Shadow People (2013) (Blu-ray Review)
Directed By: Matthew Arnold
Starring: Dallas Roberts, Alison Eastwood, Anne Dudek
Rated: PG-13/Region: A/2X40/1080p/Number of disc: 1
Available from Anchor Bay
Back in the 1970s several patients in an experimental sleep study reported seeing shadowy intruders. These patients – and hundreds of others – died in their sleep soon after. Doctors called the phenomenon ‘Sudden Unexplained Nocturnal Death Syndrome’. They refused to discuss the shadows. Now a struggling late-night radio host (Dallas Roberts of THE GREY and “Rubicon”) and a skeptical CDC investigator (Alison Eastwood) have begun researching a disturbing new outbreak of shadow sightings and sleep fatalities. Could this be a case of paranoid hallucination or are these victims literally being scared to death by actual nightmare creatures? Anne Dudek (“Covert Affairs” “House M.D.”) and Mariah Bonner (THE SOCIAL NETWORK) co-star in this supernatural thriller based on true events documenting the authentic existence of SHADOW PEOPLE.

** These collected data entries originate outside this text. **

PR #211, opened 2015-02-17
Jhbate/errors show utc

jh-bate:
@jebeck a bit of an error message cleanup and also displaying utc datetime to user

### DIFF
--- a/app/app.js
+++ b/app/app.js
@@ -1116,12 +1116,12 @@ var AppComponent = React.createClass({
 
     app.api.patient.get(patientId, function(err, patient) {
       if (err) {
-        self.setState({fetchingPatient: false});
-
-        // Patient with id not found, cary on
+        // Patient with id not found, carry on
         if (err.status === 404) {
           app.log('Patient not found with id '+patientId);
-          return;
+          var setupMsg = (patientId === self.state.user.userid) ? usrMessages.ERR_YOUR_ACCOUNT_NOT_CONFIGURED : usrMessages.ERR_ACCOUNT_NOT_CONFIGURED;
+          var dataStoreLink = (<a href="#/patients/new">{usrMessages.YOUR_ACCOUNT_DATA_SETUP}</a>);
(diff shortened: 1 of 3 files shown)


app/app.js
```diff
@@ -1363,13 +1376,10 @@ var AppComponent = React.createClass({
 
         body = (
           <div>
-            <p>
-              {usrMessages.ERR_GENERIC}
-              <a href="/">refresh your browser</a>
```
jebeck: So removing the instruction to try refreshing completely?

jh-bate: I believe so. We should only ask users to do something that we know should work. We tell them to refresh when prob 90% of the time they will get the exact same thing - the app in a broken state

app/onerror.js
```diff
@@ -54,10 +56,9 @@ module.exports = function myErrorHandler(errorMessage, fileUrl, lineNumber, coln
 
     html = [
     '<div style="background: #fefefe;border: gray solid 1px;margin-left: -200px;position: fixed;left: 50%;top: 20%;z-index: 11;width: 390px;padding: 20px 25px;padding-top:30px">',
-      '<p>' + chosenMessage + '</p>',
-      '<p>We were unable to log this error to our server so could you please send us a note at <a style="text-decoration: underline;" href="mailto:support@tidepool.org">support@tidepool.org</a> and we\'ll try to see what broke?</p>',
```
jebeck: So the thing is - it'd actually be helpful for us to prompt for a screenshot almost all the time, y/y? Because having the UTC timestamp will help us pin to the logs so much easier.

jebeck:
A few comments more around strategy than code. Code looks reasonable, but haven't run locally - I'll leave it to you all to test thoroughly. So basically if you agree with my concerns, address them and merge, otherwise just merge :)

app/onerror.js
jh-bate: Yeah good idea

jh-bate:
Merging - will address idea of asking for screenshot when talking with @brandonarbiter.

PR #213, opened 2015-03-06
Jhbate/fix date val

jh-bate:
This PR removes all instances of moment from blip and ensure's we use sundial for date formatting and display.

@jebeck if you could have a look that would be great, and yeah I tested I could have a birthdate on the 31 of March :)

@jebeck FYI - i have updated the version of sundial but haven't yet gone through all usages of it to make sure they are updated.


app/pages/patient/patientinfo.js
```diff
@@ -289,7 +288,15 @@ var PatientInfo = React.createClass({
       return;
     }
 
-    return datetimeUtils.yearsOldText(birthday);
+    var yrsAgo = new Date().getFullYear()-new Date(birthday).getFullYear();
```
jh-bate: @jebeck just putting this option out there for getting the years

jebeck: Yeah, this isn't nuanced enough (nor is the similar code for diagnosis date).

Dates (not just years) need to be involved. If my birthday was March 9th instead of March 6th, this would still tell me today (March 8th) that I'm 31 years old, when I'd still only be 30...

app/pages/patient/patientinfo.js
```diff
@@ -374,12 +391,12 @@ var PatientInfo = React.createClass({
     }
 
     var birthday = formValues.birthday;
-    if (!(birthday && datetimeUtils.isValidDate(birthday))) {
+    if (!(birthday && sundial.isValidDate(birthday))) {
```
jebeck: This doesn't work quite as intended either.

It allows you to save a completely invalid date without exposing any error:
screenshot 2015-03-08 14 06 48

But then silently translates it into a valid date:
screenshot 2015-03-08 14 06 55

I don't know if there's anything we can do about this - I think it's how moment works :/

jh-bate: will double check but it was from memory a straight swap from the isValidDate login in blip to the sundial version

app/pages/patientnew/patientnew.js
```diff
@@ -331,14 +334,14 @@ var PatientNew = React.createClass({
     if (!formValues.birthday) {
       validationErrors.birthday = IS_REQUIRED;
     }
-    else if (!datetimeUtils.isValidDate(formValues.birthday)) {
+    else if (!sundial.isValidDate(formValues.birthday)) {
```
jebeck: Same validation issue. I think this is the deeper bug that Kent was looking at - moment will reject dates like 2014-02-40 (no month has 40 days), but it will not reject 2014-02-30 (even though Feb. never has 30 days), and it might be because it is trying to be "flexible" about whether months are 0-indexed or not, I don't know. I do think we need to figure out a way to invalidate cases like this. It may mean adding a more robust validation function (which we may not want to use everywhere, but only for form validation, because it will probably be more expensive).

app/pages/patient/patientinfo.js
jh-bate: added function into sundial see https://github.com/tidepool-org/sundial/pull/16

app/pages/patient/patientinfo.js
jh-bate: so even according to the moment docs there parsing and subsequent date validation is very loose and hence our use of the isValid can yield a result that isn't strictly valid. 

W can also use a strict parsing which requires that the format and input match exactly and as in this case we have both we can use that. Details http://momentjs.com/docs/#/parsing/string-format/

jh-bate: FYI added this solution to https://github.com/tidepool-org/sundial/pull/16

jh-bate: with the updates in sundial 

screen shot 2015-03-09 at 1 19 29 pm

now fails validation

jebeck:
(Moving this comment, didn't mean to comment on the commit.)

None of the validation works on the initial sign-up, but it does work editing later from the patient info page. Must be a bug in the flow? I just successfully saved a new account with a birthday of March 32nd (which moment translated into April 1st).

jebeck:
Can we fix the capitalization on this:
screenshot 2015-03-10 10 37 21

There's also still a bug in sign-up. When I sign up a new user with diagnosis date 2014-03-31 (I logged this to the console to check the raw date string was right), it displays on patientinfo as 2014-03-30:
screenshot 2015-03-10 10 52 03

jh-bate:
from my logging 

bday raw  2000-02-28
bday formated  02/28/2000
bday raw  2014-03-31
bday formated  03/31/2014

jebeck:
Trying creating a new user with diagnosis date 2014-03-31 then view it on the patientinfo page. That's where the problem is.

jebeck:
LGTM. Merge at will.

jh-bate:
updated to use new mask translation and no longer saving time info for these dates.

Tested with a bday of 31-Mar-1951 and dday of 28-Feb-2001. Toggled around those dates (i.e. setting dday to the valid date of 29-Feb-2008 which was a leap year) and validation looks good.

PR #454, opened 2017-11-30
Print view hotfix

cbwebdevelopment:
Accidentally pushed a prod release with the wrong viz version for the print views.  Simply reverting to the correct viz version


cbwebdevelopment:
[Bug: Print option fails to load with latest release](https://trello.com/c/G3u35uCo/291-bug-print-option-fails-to-load-with-latest-release)

PR #455, opened 2017-12-01
Daily y-scale fix for data sets with no values above target range

cbwebdevelopment:
Data with no above-target values causes Y scale on daily view to be off (the very high boundary is rendered outside of the BG chart area)

See https://trello.com/c/1r7IxaiA for details.

Related PRs
https://github.com/tidepool-org/tideline/pull/324
https://github.com/tidepool-org/viz/pull/94


cbwebdevelopment:
[Data with no above-target values causes Y scale on daily view to be off.](https://trello.com/c/1r7IxaiA/289-data-with-no-above-target-values-causes-y-scale-on-daily-view-to-be-off)

PR #456, opened 2017-12-08
Fix error notification on VCA-created patient account verification

cbwebdevelopment:
See https://trello.com/c/HKrQyncg for details.

In a nutshell, the `getDataSources` fetcher in the main `app.js` was being called before the user was actually authenticated, causing an error message to pop up during the verification process.

This PR just ensures we don't fire that fetcher if the user is not authenticated.


cbwebdevelopment:
[Error when home verifying a VCA-created account](https://trello.com/c/HKrQyncg/298-error-when-home-verifying-a-vca-created-account)

PR #460, opened 2018-01-23
Production tags for Libre fixes

cbwebdevelopment:
Forgot to create production tags before merging branch to master.  Need to do it in separate PR now.


cbwebdevelopment:
[Libre data not being calculated due to insufficient data points](https://trello.com/c/FNlDqd1A/11-libre-data-not-being-calculated-due-to-insufficient-data-points)

PR #461, opened 2018-01-24
Ease Life of developers working on windows hosts/linux guests

franck-fourel:
Add --watch-poll option for webpack-dev-server
This will allow people on Windows to use Linux Vbox guest while code is on windows host,
Small enhancement that may help people on Windows making development. I f you do not have this option the changes are not automatically uploaded and you have to restart the node service after each change.
Still need to validate this change on other platforms.

### DIFF
--- a/package.json
+++ b/package.json
@@ -8,7 +8,7 @@
     "nightwatch-single": "./node_modules/nightwatch/bin/nightwatch",
     "browser-tests": "NODE_ENV=test ./node_modules/karma/bin/karma start --browsers Chrome",
     "test-watch": "NODE_ENV=test ./node_modules/karma/bin/karma start --no-single-run",
-    "start": "NODE_ENV=development ./node_modules/webpack-dev-server/bin/webpack-dev-server.js --cache --colors --progress --port 3000 --host 0.0.0.0",
+    "start": "NODE_ENV=development ./node_modules/webpack-dev-server/bin/webpack-dev-server.js --cache --watch-poll --colors --progress --port 3000 --host 0.0.0.0",
     "build": "NODE_ENV=production npm run build-app && npm run build-config",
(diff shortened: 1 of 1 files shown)


cbwebdevelopment:
@franck-fourel Thanks for taking the time to prepare this!  

I'll try to carve out some time this week to look it over and test it out in a few environments.

package.json
```diff
@@ -8,7 +8,7 @@
     "nightwatch-single": "./node_modules/nightwatch/bin/nightwatch",
     "browser-tests": "NODE_ENV=test ./node_modules/karma/bin/karma start --browsers Chrome",
     "test-watch": "NODE_ENV=test ./node_modules/karma/bin/karma start --no-single-run",
-    "start": "NODE_ENV=development ./node_modules/webpack-dev-server/bin/webpack-dev-server.js --cache --colors --progress --port 3000 --host 0.0.0.0",
+    "start": "NODE_ENV=development ./node_modules/webpack-dev-server/bin/webpack-dev-server.js --cache --watch-poll --colors --progress --port 3000 --host 0.0.0.0",
```
cbwebdevelopment: I've tested it out on my Mac (in an alpine linux Docker container, as that is our recommended development environment), and the idle CPU % for the Docker `hyperkit` process went from 2% to 200% on average.

I understand it's needed for Windows users, and this is something we want to accommodate, but I believe a better approach will be to make this configurable via an environment variable in `webpack.config.js`

Adding the following to the `devServer` config object should do it:

```
watchOptions: {
  poll: process.env.WEBPACK_POLL || false,
}
```

cbwebdevelopment: Note: if running in Docker, make sure to add `WEBPACK_POLL:true` to the `environment` block for the `blip` service in your `docker-compose.yml` file.

franck-fourel:
outdated

Issue #449, opened 2017-11-13
Localize the interface


mgu:
It would be great if the strings were translatable.

coyotte508:
I've worked towards that (I'm not part of the tidepool team, or related to the organization) in my own fork.

The localization proposal is [here](https://github.com/coyotte508/blip/issues/2). My fork also acts as a proof of concept where the navbar is translated to French, using the process described in the proposal.

I welcome any feedback, to see if the way it is described is acceptable, and if I should push this further, towards adding language settings in the user interface.

franck-fourel:
@pazaan @cbwebdevelopment 
have you had a chance to have a look at what @coyotte508 (aka Eliott) proposed for multi-language?

pazaan:
This looks good to me. Did you investigate something like react-i18next, considering that it also supports date localisation and plurals? It looks like it might be easy to do this with `marker: 'react-i18next.t'` if we want to add it later...
@krystophv - do you have any comments on this approach?

coyotte508:
The current proposal was designed with minimal changes so it would be more readily acceped, using react-i18next would introduce more changes:

- Using the [translate hoc](https://react.i18next.com/components/translate-hoc.html) on each component, so that it can use `t`
- In each component's code, `t` needs to be extracted from its properties to be used 
- react-i18next recommends using key names, eg `t('welcome.message')` instead of `__('Welcome to Tidepool')`, although the second approach is possible. Using the first approach would be a massive rewrite of the code.

Dates can be handled easily in my opinion, as blip already uses moment for date display. The only thing to do would be to set the language of moment at the same time as setting the language of the application.

Regarding plurals, I don't see it becoming an issue. I didn't see any pluralization dependent on a variable number in the code. If there is a specific example in the code, I can look at it. Depending on how it's done, it can be gracefully handled by the current proposal.

react-i18next does offer more utilities, so if you are okay with the additional changes entailed, I can switch to using it.

By the way, the current code in my repo introduced a language setting in the user interface. I was pleasantly surprised that no change to server code was needed to preserve the language settings across logins. Now the language is set to English by default, and can be changed to French in the Account settings.

krystophv:
[...]

PR #468, opened 2018-03-22
Add multi-language capability to blip with react-i18next

coyotte508:
Related issue: https://github.com/tidepool-org/blip/issues/449

As a proof of concept, the front page, the navbar and the account settings page have translations added for French. Language can be changed in the account settings page.

The workflow changes are described below:

## Extracting translation keys from code

Just run `npm run update-translations`. It uses [i18next-parser](https://github.com/tidepool-org/blip/issues/449) under the hood.

The json files localted in `locales/xx` are updated.

## Translating components

There are two steps: wrapping the component with `translate(namespace?, options?)()` from `react-i18next`, and extracting `t` from `this.props`.

When using `React.createClass`: 
```jsx
import React from 'react';
import { translate } from 'react-i18next';

const Component = translate()(React.createClass({
  // ...
  render: function() {
    // t will translate based on the current language and  namespace given to translate(), 
    // or the default namespace if no namespace was given to translate()
    const { t } = this.props;
    return <span>{t('Hello World')}</span>;
 }
}));
```

When using the ES6 way of creating components, `translate` can be used as a decorator:

```jsx
@translate()
class Component extends React.Component {
  // ...
  render() {
    const { t } = this.props;
    return <span>{t('Hello World')}</span>;
  }
}
```
The default namespace is unchanged and is `'translation'`.

An alternative to using the `translate` decorator on the component is wrapping the rendered content with the `I18n` component, as seen [here](https://react.i18next.com/getting-started.html).

**Warning**: When trying to access member function of decorated components from the outside, you will need to 'unwrap' the component.

For that you need to first add `withRef` as an parameter to `translate`:

```jsx
var Navbar = translate('translation', {withRef: true})(React.createClass({
  hideDropdown: function()  {...}
}
```
With that is it possible to access `hideDropdown` from `app.js`:

```jsx
class App extends React.Component {
  //...

  hideNavbarDropdown() {
    var navbar = this.refs.navbar;

    if (navbar) {
      // Here, .getWrappedInstance() is used to access the component
      navbar.getWrappedInstance().hideDropdown();
    }
  }
}
```

### Interpolation, templated strings

Something like:

```js
const message = `Hello, ${name}!`;
const countMessage = `There are approximately ${Math.round(numHours)} hours left`;
```

Would become:

```js
const message = t('Hello, {{name}}!', {name});
const countMessage = t('There are approximately {{count}} hours left', {count: Math.round(numHours)});
```

### Html mixed with text

Something like:

```jsx
<div>
  Hello, {name}. You have <strong onClick={handleClick}>{messages.length}</strong> notifications.
</div>
```

Would become:

```jsx
import { Trans } from 'react-i18next';

<Trans i18nkey='html.hello-notification'>
  Hello, {{name}}. You have <strong onClick={handleClick}>{{count: messages.length}}</strong> notifications.
</Trans>
```

The key as interpreted by i18next would be `html.hello-noticiation`, and the default value would be this: `Hello, <1>{{name}}</1>. You have <3>{{count: messages.length}}</3> notifications.`. As such, the content of the html doesn't appear in the translation and is not editable by the translator. Moreover, the html can be changed without changing the key.

## Translating submodules

`@tidepool/viz` and `tideline` can add tranlations by adding `i18next` as a dependency, and using `i18next.t()`, blip is already configured to extract translatable strings from them.

They can prefix their translatable strings with `tideline|` or `viz|` to use separate namespaces from blip.

## Considerations

It is possible to implement lazy loading of translations with [i18next-xhr-backend](https://github.com/i18next/i18next-xhr-backend) with a change in webpack's config file, however locize is to be used in the future, with translations stored in the cloud.

Only a small part of the application has been translated. The idea is, if this PR is accepted and multi-language functionnality added to tidepool, to make a pull request to translate every component, maybe another to use keys as translation strings, and another to translate `viz` and `tideline`. Each of these further PRs can be subject to debate (amount of code changed, implementation, possible undetected errors when mass-updating the app...) and this is why I feel that an incremental process is better, rather than a monolithic PR with massive code changes.


app/components/chart/trends.js
```diff
@@ -35,6 +36,7 @@ const TrendsContainer = viz.containers.TrendsContainer;
 const reshapeBgClassesToBgBounds = viz.utils.reshapeBgClassesToBgBounds;
 const Loader = viz.components.Loader;
 
+@translate()
```
krystophv: Since we currently don't have any decorator patterns in the codebase, I'd be hesitant to add it right now. I'm not opposed to the idea, but perhaps I'd like @cbwebdevelopment's opinion as well.

cbwebdevelopment: I agree.  I actually do like decorator patterns (I've used them on past projects), but for consistency with the rest of the codebase at this point, I think we should hold off on introducing them, and use the HOC approach used everywhere else.

coyotte508: I've updated the PR by removing the decorator pattern. I also marked the rest of blip for translation (all tests passing) in the  `language` branch of my fork, ready to make another PR.

cbwebdevelopment:
Closing this proof-of-concept PR, which is superseded by #473
see https://github.com/tidepool-org/blip/pull/473#issuecomment-383304185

Shadow People is a movie that has a great idea and a cool concept behind it, but sadly it fails on delivery. The movie sadly only maintains its creepy for about fifteen minutes before it becomes every other ghost story you’ve seen on a straight to dvd release. After that part of the film it somehow loses the eerie and creepy factor it has by doing everything like every other film you’ve seen. I really hate the fact it goes that route because people who have died in their sleep isn’t a joke and the mystic of that really gives the film an edge that it sadly dulls away for the most part, literally.
The film has a great male lead in Dallas Roberts as our radio host, Charlie. I just wish the man had more to work with because a great idea and lead just needs a great script to make a new classic. The potential was here, but being dull and too by the numbers can put the damper on that fast. And so it does here in this movie. As for the transfer, well it at least looks great for what it is. The movie also adds in a few different camera and styles for overall presentation, shame the end results wasn’t better because all the tools are clearly here, just unused.